My theory is that it has something to do with them being successful and making
millions without having to venture out and start their own business.

I mean, there are only a couple of roads that lead you to riches. Building a
successful company is one of them, being successful in finance is another. I
guess on this site, we've all chosen more or less, one road, so we have to
rationalize to ourselves why we didn't pursue the other.

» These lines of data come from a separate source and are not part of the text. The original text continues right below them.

PR #724, opened 2026-08-21
content(blog): umbraco on ddev

millnut:
Blog post on running Umbraco with DDEV

Rendered at https://pr-724.ddev-com-fork-previews.pages.dev/blog/umbraco-on-ddev/


rfay:
Awesome, thanks! rebased.

rfay:
https://pr-724.ddev-com-fork-previews.pages.dev/blog/umbraco-on-ddev/

src/content/blog/umbraco-on-ddev.md
```diff
@@ -0,0 +1,188 @@
...
+# .ddev/config.yaml
+web_extra_daemons:
+  - name: umbraco
+    command: "dotnet watch run --non-interactive --no-launch-profile"
+    directory: /var/www/html/MyProject
+```
+
+That puts `dotnet watch` under the web container's supervisord, so supervisord restarts it on failure. Overriding the compose command instead would displace DDEV's own entrypoint, and a build error would leave you with a container that is up but serving nothing.
+
+### TLS stops at the router
```
rfay:
```suggestion
### TLS is terminated on the router
```

src/content/blog/umbraco-on-ddev.md
```diff
@@ -0,0 +1,188 @@
...
+author: Lee Mills
+featureImage:
+  src: /img/blog/2026/08/umbraco-on-ddev.png
+  alt: DDEV and Umbraco logos joined by a plus sign
+categories:
+  - Community
+  - TechNotes
+---
+
+DDEV's `generic` project type will run anything that brings its own web server, and people already use it for Node and other stacks. Umbraco is a less travelled case: .NET, Kestrel, and SQL Server. I wanted to know how much of the DDEV experience still holds up there. Clone a repository, run one command, have a working site and database a few minutes later.
```
rfay:
```suggestion
DDEV's `generic` project type will run anything that brings its own web server, and people already use it for Node and other stacks. Umbraco is a less-travelled case: .NET, Kestrel, and SQL Server. I wanted to know how much of the DDEV experience still holds up there. Clone a repository, run one command, have a working site and database a few minutes later.
```

src/content/blog/umbraco-on-ddev.md
```diff
@@ -0,0 +1,188 @@
...
+
+Most of it holds up. The result is [umbraco-clean-ddev](https://github.com/millnut/umbraco-clean-ddev), which runs Umbraco on .NET 10 with SQL Server and Adminer, and gets a new developer going with a single `ddev setup`. What took the time was a handful of places where DDEV expected something I had not worked out yet.
```
rfay: Why `ddev setup` ?

src/content/blog/umbraco-on-ddev.md
```diff
@@ -0,0 +1,188 @@
...
+
+## What I wanted out of it
+
+Four things, and nothing more ambitious than that. One command for someone joining the project. Nothing installed on my own machine: no SQL Server, no .NET SDK, none of the project's other dependencies. Projects that stay out of each other's way. A way to take a backup from Umbraco Cloud and debug against it locally.
```
rfay:
```suggestion
I wanted four things things out of this, and nothing more ambitious than that. One command for someone joining the project. Nothing installed on my own machine: no SQL Server, no .NET SDK, none of the project's other dependencies. Projects that stay out of each other's way. A way to take a backup from Umbraco Cloud and debug against it locally.
```

Consider making these bullets. I like the way it is expressed, but bullets might help people to track to the solution.

src/content/blog/umbraco-on-ddev.md
```diff
@@ -0,0 +1,188 @@
...
+# .ddev/config.yaml
+name: umbraco-clean
+type: generic
+docroot: ""
+webserver_type: generic
+omit_containers: [db]
+disable_settings_management: true
+```
+
+`omit_containers: [db]` drops DDEV's MariaDB, since SQL Server runs as a separate service and MariaDB would only sit there idling. `disable_settings_management: true` stops DDEV writing a `php.ini` and an `nginx.conf` that nothing in the project would ever read.
```
rfay:
```suggestion
`omit_containers: [db]` drops DDEV's MariaDB, since SQL Server runs as a separate service and MariaDB would only sit there idling. 
```

`disable_settings_management` is only for explicit project types (like `typo3` etc), where DDEV helps with setting up CMS-specific settings for them.

src/content/blog/umbraco-on-ddev.md
```diff
@@ -0,0 +1,188 @@
...
+```yaml
+# .ddev/config.yaml
+web_extra_exposed_ports:
+  - name: umbraco
+    container_port: 80
+    http_port: 80
+    https_port: 443
+```
+
+Those two port numbers being equal matters. DDEV builds the Traefik backend URL from `http_port` rather than `container_port`, so an otherwise reasonable pairing of `container_port: 8080` with `http_port: 80` sends traffic to port 80 in the container and returns a 502. I lost a while to that one before reading the router configuration it generates.
```
rfay, line 60: I'd be interested in knowing more about what you experienced here. The router definitely knows how to use port 443/80 to send to a different http port (if your webserver were running on port 8080 for example)

src/content/blog/umbraco-on-ddev.md
```diff
@@ -0,0 +1,188 @@
...
+
+### The .NET SDK is not in the web image
+
+DDEV's web image has no .NET SDK, so `.ddev/web-build/Dockerfile` adds one. The important thing about that file is what it does not contain:
```
rfay: Recommend: 
```suggestion
DDEV's web image has no .NET SDK, so `.ddev/web-build/Dockerfile.dotnet` adds one. The important thing about that file is what it does not contain:
```

src/content/blog/umbraco-on-ddev.md
```diff
@@ -0,0 +1,188 @@
...
+
+```dockerfile
+# .ddev/web-build/Dockerfile
```
rfay:
```suggestion
# .ddev/web-build/Dockerfile.dotnet
```

src/content/blog/umbraco-on-ddev.md
```diff
@@ -0,0 +1,188 @@
...
+
+I also left `webimage_extra_packages` out of `config.yaml` on purpose. DDEV injects it ahead of the `web-build` Dockerfile, so any package listed there is looked up before the Microsoft feed exists.
+
+### SQL Server on Apple Silicon
+
+Full SQL Server publishes no ARM64 image, so the database service is Azure SQL Edge. It speaks the same TDS protocol and Umbraco cannot tell the difference.
+
+DDEV does have an add-on for SQL Server, [ddev-sqlsrv](https://github.com/ddev/ddev-sqlsrv), which runs full SQL Server and works on Apple Silicon through Rosetta 2 emulation. Apple has announced Rosetta is going away, and I wanted to see what was possible without installing it.
+
+This is the choice I would most like to revisit. If Microsoft ever publishes an ARM64 image, I would rather be running full SQL Server than Azure SQL Edge.
```
rfay, line 92: Could this be used in ddev/ddev-sqlsrv, or an equivalent add-on (one that's less ambitious than yours? I didn't know that this was even a possibility. It's a long-term surprise that MS continues to fail at providing ARM64 on so many things.

Maybe you can say a bit more about why azure-sql-edge can be used as a stand-in here.

src/content/blog/umbraco-on-ddev.md
```diff
@@ -0,0 +1,188 @@
...
+    healthcheck:
+      test:
+        - CMD-SHELL
+        - python3 -c "import socket; s=socket.create_connection(('localhost',1433),2); s.close()"
+      start_period: 30s
+```
+
+The healthcheck is a raw socket connection because Azure SQL Edge ships no `sqlcmd` to query with. It only proves the port is open, and the server accepts logins a moment after that, so the check is weaker than I would like. The 30 second grace period covers the initialisation of the system databases on a first run, which takes about 20 seconds and would otherwise exhaust the retries.
+
+Only `sqlserver` and `adminer` are defined in that compose file. The web container is configured entirely through `config.yaml`, so DDEV keeps ownership of its lifecycle.
```
rfay: > are defined in that compose file

I assume you men "in the azure-sql-edge image"?

src/content/blog/umbraco-on-ddev.md
rfay: Maybe you can link to these components as well. I hadn't heard of "Kestrel" before.

rfay (changes requested):
Very cool, testing it now. Minor comments and suggestions.

src/content/blog/umbraco-on-ddev.md
millnut: It currently copies the `appsettings.Local.json.example` file to `appsettings.Local.json` and runs `ddev add-on get ddev/ddev-adminer`. Mainly as a quickstart command so the local app settings has the unattended install config.

rfay: Thanks. It might be easier to be explicit about the `ddev add-on get` by putting it in a pre-start host hook (if it didn't exist).  Perhaps all the setup could be done like that.

src/content/blog/umbraco-on-ddev.md
```diff
@@ -0,0 +1,188 @@
...
+## Getting it running
+
+```bash
+ddev setup
+```
+
+That copies `appsettings.Local.json.example` into place, installs the Adminer add-on and starts the environment. On first boot Umbraco runs its unattended install, creating the schema and the default admin user, `admin@example.com` with password `1234567890`.
+
+:::warning[Error 4060 on first boot]
+The first boot logs `Cannot open database "UmbracoDb"` with error number 4060. The database does not exist until the unattended install creates it, so Umbraco logs the error once during startup. It does not recur, and you do not need to do anything.
```
rfay: Saw this for a while, "It does not recur" is not 100% correct, but fine here.

rfay (changes requested):
This is great, and I was able to get it going quite easily. Impressive usage. 
* I don't think the .ddev/.env relationship to the `appsettings.Local.json.example` are quite correct. Perhaps the created appsettings.Local.json doesn't respect the .ddev/.env in the future. 
* `ddev logs` and `ddev logs -f` are pretty useful and fun with this, it would probably be good to mention them.
* You may want to consider `performance_mode: none` in the config; it's my bet that mutagen is not useful for dotnet.

So much fun, thanks! When you think it's ready we'll publish.

src/content/blog/umbraco-on-ddev.md
millnut: Have replaced this would the pre-start as I wasn't aware you could have host level hooks. Adminer I've committed to save the `ddev add-on get` step as I already had to commit the compose file, so adding the command was a quick win

src/content/blog/umbraco-on-ddev.md
millnut: azure-sql-edge was retired by Microsoft, so is purely used as an experiment on how far I could get without enabling rosetta on macOS with Apple Silicon.

Given Microsoft's recent partnerships in the ARM space I'm hoping we'll see a true full SQL Server docker image with ARM64 support.

src/content/blog/umbraco-on-ddev.md
millnut: These are the compose service names, I can mention that `sqlserver` uses `azure-sql-edge` if that would make it clearer?

src/content/blog/umbraco-on-ddev.md
millnut: Yep have updated this part to reflect it occurs a few times until the app can connect

millnut:
Thanks for the feedback @rfay I've updated the repo with your suggestions and updated the blog content for re-review

src/content/blog/umbraco-on-ddev.md
millnut: This may be me not being familiar enough with DDEV's routing but this was the only way I could get it to serve Umbraco

src/content/blog/umbraco-on-ddev.md
rfay: I've been following the issue about MS ARM64 on sqlsrv for several years now. They don't ever chime in really. 
* https://github.com/microsoft/mssql-docker/issues/802

src/content/blog/umbraco-on-ddev.md
rfay: There really isn't anything that you should have to know about DDEV's routing. But sometimes an *application* is picky whether it can be found on the same container port as the router port (reverse proxy).

src/content/blog/umbraco-on-ddev.md
```diff
@@ -0,0 +1,223 @@
+---
+title: "Umbraco on DDEV: .NET, SQL Server, and the generic project type"
+pubDate: 2026-08-20
```
rfay:
```suggestion
pubDate: 2026-08-24
```

rfay:
Thanks! This is such a great tutorial example!

src/content/blog/umbraco-on-ddev.md
millnut: Ah yes that thread I've been watching that for awhile as well

millnut:
> Thanks! This is such a great tutorial example!

Thanks @rfay hopefully I can do a follow up when things stablise more on the SQL Server front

Or at least that's just how I feel sometimes.

------
jsm386
A bit off topic, but I find what the 'geeks' are producing to be the most
interesting part of this article. When the next financial mega-crisis erupts
(note - _financial_ , not economic - that part comes next), perhaps this will
be the reason:

 _John Malitzis, vice president of market surveillance at the New York Stock
Exchange's oversight body, told a conference in September that he has seen
examples, both in U.S. markets and elsewhere, of computer algorithms
malfunctioning. He calls them "algos gone wild."_

Couple 'algos gone wild' with the fact that 60% of trades (article's figure)
are HFT algo trades and you have the potential for absolute chaos in the
markets. Many of the algorithms mimic each other (crowding into the same
trades). Some algos are programmed to essentially hunt down other programs and
exploit things they expect them to do.

As the article states, the high frequency traders have moved beyond equities
into options. Imagine if we see a global cap and trade scheme implemented,
with a marketplace for carbon credits. Could algos 'gone wild' drive the price
of carbon credits to some absurd extreme (think the speculation-fueled oil
bubble in summer 08, but in reverse) that dramatically influences how much CO2
our collective industries emit?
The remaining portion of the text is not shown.